(Stored items)
*** Begin section ***

PR #2020, opened 2022-11-21
#2019: add move constructor/assign to TraceScopedEvent and TraceScopedNote

### LINKED ISSUE #2019: TraceScopedEvent and TraceScopedNote should have deleted copy constructors and defined move constructors/assign
Currently, they only have a deleted copy assignment operator.

nmm0:
Fixes #2019

### DIFF
--- a/src/vt/trace/trace_user.h
+++ b/src/vt/trace/trace_user.h
@@ -218,7 +218,20 @@ struct TraceScopedEvent final {
       event_(event)
   { }
 
+  TraceScopedEvent(TraceScopedEvent const&) = delete;
+  TraceScopedEvent(TraceScopedEvent &&other) noexcept
+  {
+    std::swap(begin_, other.begin_);
+    std::swap(event_, other.event_);
+  }
+
   TraceScopedEvent& operator=(TraceScopedEvent const&) = delete;
+  TraceScopedEvent& operator=(TraceScopedEvent &&other) noexcept
+  {
+    std::swap(begin_, other.begin_);
+    std::swap(event_, other.event_);
+    return *this;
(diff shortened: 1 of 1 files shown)


PhilMiller (commented):
I know calling swap is idiomatic, but I'd be more comfortable if the moved from objects had their event fields assigned the no event value explicitly, moreso in the move assignment case.

nmm0:
> I know calling swap is idiomatic, but I'd be more comfortable if the moved from objects had their event fields assigned the no event value explicitly, moreso in the move assignment case.

For the move constructor it is set explicitly then swapped (from the initializer on event_), but for move assignment it has to use a swap to be correct if not the old value (if it is not `no_trace_event`) will never be released

PhilMiller:
I feel like if that case ever arises, it represents a logic bug, which we should maybe assert against.

What's the actual use case for allowing any sort of move construction or assignment of these types? I figured it was for something like moving into a closure, where there's no existing event to be dealt with.

nmm0:
> I feel like if that case ever arises, it represents a logic bug, which we should maybe assert against.
> 
> What's the actual use case for allowing any sort of move construction or assignment of these types? I figured it was for something like moving into a closure, where there's no existing event to be dealt with.

One I can think of off the top of my head would be an object that needs to extend the lifetime of the TraceScopedEvent/Note until it is passed a new event. When passed a new event (lets say at the end of an iteration or something), it would need to move the new event into its storage, releasing the previous scope.

PhilMiller:
Ok, I'll buy it.

cz4rs (approved):
Looks good to me.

*** End section ***

> **Directions**: Whenever the word "move" shows up in a line of the entries above, copy that line.

> **Completed exercise**:
#2019: add move constructor/assign to TraceScopedEvent and TraceScopedNote
### LINKED ISSUE #2019: TraceScopedEvent and TraceScopedNote should have deleted copy constructors and defined move constructors/assign
I know calling swap is idiomatic, but I'd be more comfortable if the moved from objects had their event fields assigned the no event value explicitly, moreso in the move assignment case.
> I know calling swap is idiomatic, but I'd be more comfortable if the moved from objects had their event fields assigned the no event value explicitly, moreso in the move assignment case.
For the move constructor it is set explicitly then swapped (from the initializer on event_), but for move assignment it has to use a swap to be correct if not the old value (if it is not `no_trace_event`) will never be released
What's the actual use case for allowing any sort of move construction or assignment of these types? I figured it was for something like moving into a closure, where there's no existing event to be dealt with.
> What's the actual use case for allowing any sort of move construction or assignment of these types? I figured it was for something like moving into a closure, where there's no existing event to be dealt with.
One I can think of off the top of my head would be an object that needs to extend the lifetime of the TraceScopedEvent/Note until it is passed a new event. When passed a new event (lets say at the end of an iteration or something), it would need to move the new event into its storage, releasing the previous scope.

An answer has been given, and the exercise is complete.